PR #200, opened 2017-12-11
tests: fix failing tests after DoJSON update

szymonlopaciuk:
## Related Issue

Due to https://github.com/inspirehep/inspire-dojson/commit/030fda8a00267a831d21264e4e8c3a57b2d04807 change DESY functional tests and some unit tests began failing. This fixes them.

## Checklist:

### DIFF
--- a/tests/functional/desy/fixtures/desy_records_ftp_expected.json
+++ b/tests/functional/desy/fixtures/desy_records_ftp_expected.json
@@ -1,6 +1,7 @@
 [
     {
-        "core": true, 
+        "core": true,
+        "citeable": true,
         "documents": [
             {
                 "url": "/tmp/file_urls/full/4467212407c5a5972dc563110d1975e30b8c4450.pdf", 
@@ -221,7 +222,8 @@
         }
     }, 
     {
-        "core": true, 
+        "core": true,
+        "citeable": true,
         "documents": [
             {
                 "url": "http://bib-pubdb1.desy.de/record/389977/files/desy-thesis-17-035.title.pdf", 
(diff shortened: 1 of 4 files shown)


jacquerie:
Why do we have these tests in the first place? They look like [change detector](https://testing.googleblog.com/2015/01/testing-on-toilet-change-detector-tests.html) tests to me; they don't help catch errors in DoJSON (which is extensively tested!), but they slow down development of HEPCrawl.

david-caro:
@szymonlopaciuk I'm sorry for the delay, but I disagree with @jacquerie comments, can you restore the fixtures that were being used?

jacquerie:
> but I disagree with @jacquerie comments

Can you detail your argument? I made two points:
1. These tests slow down development of HEPCrawl, because they make the status of its build depend on the output of INSPIRE-DoJSON, not just its API.
2. These tests are anyway not catching bugs, because INSPIRE-DoJSON is already extensively tested, and these big fixtures were generated by running the code and piping its output in the fixture file, effectively testing the implementation against itself.

jacquerie:
We discussed this issue IRL: these tests act as a safeguard against changes in the schema, similar to how assertions like https://github.com/inspirehep/inspire-next/blob/e56c335d72570df80a6e87f1817b0a64cdd3c2c3/tests/unit/utils/test_utils_record.py#L48 in `inspire-next` help when bumping the schemas. While they are costly to maintain, they are the only way to achieve a similar result in HEPCrawl before more unit tests are written, so this is the way to go for now.

PR #204, opened 2018-01-08
jats: scrapy handles removing namespaces now

szymonlopaciuk:
Due to scrapy/parsel#99, there is no need to cleanup namespaces in JATS. Also fixes test_references in edp unit test removing the namespace declarations from raw_references.

## Checklist:

### DIFF
--- a/hepcrawl/parsers/jats.py
+++ b/hepcrawl/parsers/jats.py
@@ -20,8 +20,6 @@ from inspire_schemas.utils import split_page_artid
 from inspire_utils.date import PartialDate
 from inspire_utils.helpers import maybe_int, remove_tags
 
-from lxml import etree  # needed until a new release of parsel is made
-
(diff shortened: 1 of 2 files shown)


michamos:
\o/ they finally released a new version. Can you also remove the now unneeded https://github.com/inspirehep/hepcrawl/blob/269bc8e7b8b163599107d4c2fdd727b0baefa541/hepcrawl/parsers/jats.py#L462?

hepcrawl/parsers/jats.py
```diff
@@ -459,7 +459,6 @@ def get_root_node(jats_record):
         else:
             root = jats_record
         root.remove_namespaces()
-        etree.cleanup_namespaces(root.root)
```
michamos: please also remove the `etree` import

PR #214, opened 2018-01-23
oai: retrieve all the records at once

david-caro:
When harvesting the whole arXiv, we are getting timed out resumption
tokens.

This avoids timing out the connection resumption token.

### DIFF
--- a/hepcrawl/spiders/common/oaipmh_spider.py
+++ b/hepcrawl/spiders/common/oaipmh_spider.py
@@ -141,7 +141,11 @@ class OAIPMHSpider(LastRunStoreSpider):
         except NoRecordsMatch as err:
             LOGGER.warning(err)
             raise StopIteration()
-        for record in records:
+
+        # Avoid timing out the resumption token
+        # TODO: implemente a storage-based solution, to be able to handle large
+        #       amounts of records.
+        for record in list(records):
             response = XmlResponse(self.url, encoding='utf-8', body=record.raw)
             selector = Selector(response, type='xml')
             yield self.parse_record(selector)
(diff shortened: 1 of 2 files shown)


hepcrawl/spiders/common/oaipmh_spider.py
```diff
@@ -131,20 +131,27 @@ def parse_record(self, record):
...
-            })
+            records = sickle.ListRecords(**params)
         except NoRecordsMatch as err:
             LOGGER.warning(err)
             raise StopIteration()
 
         # Avoid timing out the resumption token
         # TODO: implemente a storage-based solution, to be able to handle large
         #       amounts of records.
+        records = list(records):
```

------------------------------------------------------------------------

WHAT IS BEING ASKED |
Only the lines containing "functional" are needed; copy each of them from the data.

SOLUTION FOR THIS PROBLEM |
Due to https://github.com/inspirehep/inspire-dojson/commit/030fda8a00267a831d21264e4e8c3a57b2d04807 change DESY functional tests and some unit tests began failing. This fixes them.
--- a/tests/functional/desy/fixtures/desy_records_ftp_expected.json
+++ b/tests/functional/desy/fixtures/desy_records_ftp_expected.json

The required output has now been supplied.